Supplied material:
PR #9, opened 2016-01-21
Potential bug, can't call getEnv() before doing an eval()

smarr:
This is a test case, for something that looks like an issue with initialization order.
The thread-local field for the VM/polyglot engine does not yet seem to be set when calling getEnv(.).


jtulach:
Why it should be possible to call getEnv? It is not a public API.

What is needed: Take the line containing "This is a test" as the start and the last line of the data as the end, and reproduce that range exactly.

Output for this exercise:
This is a test case, for something that looks like an issue with initialization order.
The thread-local field for the VM/polyglot engine does not yet seem to be set when calling getEnv(.).


jtulach:
Why it should be possible to call getEnv? It is not a public API.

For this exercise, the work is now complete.